30 % of the assets in an average industrial plant are obsolete. Luckily, there are some good solutions for obsolescence management.

Did you know that 30 % of the assets in the average industrial plant are obsolete? And in most cases the responsible maintenance and reliability manager probably isn’t aware of it. Doesn’t this sound like a high risk for successful and seamless production?

Everyone wants to avoid the situation of urgently needing a spare part that isn’t available any more. Luckily, there are some excellent solutions and tools for obsolescence management that help to mitigate risks. Here’s my ABC for enabling maintenance and reliability managers to approach obsolescence in a safe and care-free way.

A = Active and planned obsolescence management – the ideal world

Having an active or proactive approach towards obsolescence management is of course highly beneficial for any maintenance and reliability manager. The more you plan and predict obsolescence in advance, the easier you will be able to control risks. When implementing proactive obsolescence management, attention should be paid to the following measures:

  • Choice of material and suppliers: Before buying critical devices, integrating human-machine-interfaces or setting up an entire automation process, you should consider the estimated lifetime of the equipment. The reliability of suppliers and their products should be clearly evaluated.
  • Negotiation of services: I recommend setting up a long-term service agreement with each supplier of critical equipment.

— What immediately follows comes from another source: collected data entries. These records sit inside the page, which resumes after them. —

PR #3977, opened 2026-09-16
chore(contracts): create the protocol-contracts directory and claim ownership

leventdem:
Creates `protocol-contracts/` and its CODEOWNERS entry, ahead of the packages that will fill it.

Part of [`planning-blockchain#1314`](https://github.com/zama-ai/planning-blockchain/issues/1314) — `staking`, `governance`, `safe`, `token`, `feesBurner` and `pauserSetWrapper` are moving here from `zama-ai/protocol-apps`.

## Why this goes first, separately

**CODEOWNERS is evaluated against the base branch.** Without this entry on `main`, each of the move PRs would route for review to `@zama-ai/fhevm-devs` — a team that owns none of this code and has no context on it. With it, they route to `@zama-ai/fhevm-protocol-contracts`.

## What is in it

Two files:

- `protocol-contracts/README.md` — which packages are coming and which two stay with Protocol Apps.
- `.github/CODEOWNERS` — one line, `/protocol-contracts/ @zama-ai/fhevm-protocol-contracts`.

## Notes for the reviewer

- The directory is **created** here rather than forward-declared: every other path in `.github/CODEOWNERS` currently resolves to something that exists, and this keeps that true.
- `@zama-ai/fhevm-protocol-contracts` already has push access to this repository.
- No build, test or workflow is touched. The only executable change is review routing.


protocol-contracts/README.md
```diff
@@ -0,0 +1,49 @@
...
+| `feesBurner` | Receives protocol fees and burns them | to move |
+| `pauserSetWrapper` | Wraps the pauser set so governance can administer it | to move |
+
+The Solana OFT programs are tracked separately, since they cannot live inside an EVM package —
+[`planning-blockchain#1352`](https://github.com/zama-ai/planning-blockchain/issues/1352).
+
+`confidential-wrapper` and `confidential-token-wrappers-registry` are **not** moving; they stay with
+Protocol Apps.
+
+## Conventions
```
isaacdecoded: Not sure we want to define these conventions in this PR. Maybe better to discuss and define them after migrating the projects, so we have a better picture of everything.

protocol-contracts/README.md
```diff
@@ -0,0 +1,49 @@
...
+
+Each package is self-contained and follows `gateway-contracts` rather than the layout it had in
+`protocol-apps`:
+
+- **One package per directory**, each with its own `package.json`, lockfile, `hardhat.config.ts` and
+  `foundry.toml`.
+- **`selectors.txt` is per package**, as in `gateway-contracts/selectors.txt`. In `protocol-apps` a
```
isaacdecoded: If we decide to keep the conventions, careful here since we talked about keeping a single selectors file for these protocol-contracts.

protocol-contracts/README.md
leventdem: Yes I removed this section for now

protocol-contracts/README.md
leventdem: let's discuss it with the team first, I agree

isaacdecoded (dismissed):
LGTM!

isaacdecoded (approved):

Ideally, you should make the agreement before the material is phased out.
  • Stock of spare parts: For critical instrumentation you can arrange a supply of spare parts in advance. This includes buying spare parts before there is a concrete need for replacement and before the instrumentation is declared as being obsolete.
  • Regular analysis of risks: When developing an overview of possible obsolescence risks, it pays to analyze your facility on a regular basis. This analysis should not only consider the life cycle stage of your equipment, but also current innovation potential and technological mega-trends.
  • Retention of inhouse competences: This point is often underestimated. If you want your plant to run seamlessly, you will always need competent staff in charge of operations. Try to retain skilled maintenance and reliability managers as well as engineers who have a good knowledge of the installed equipment.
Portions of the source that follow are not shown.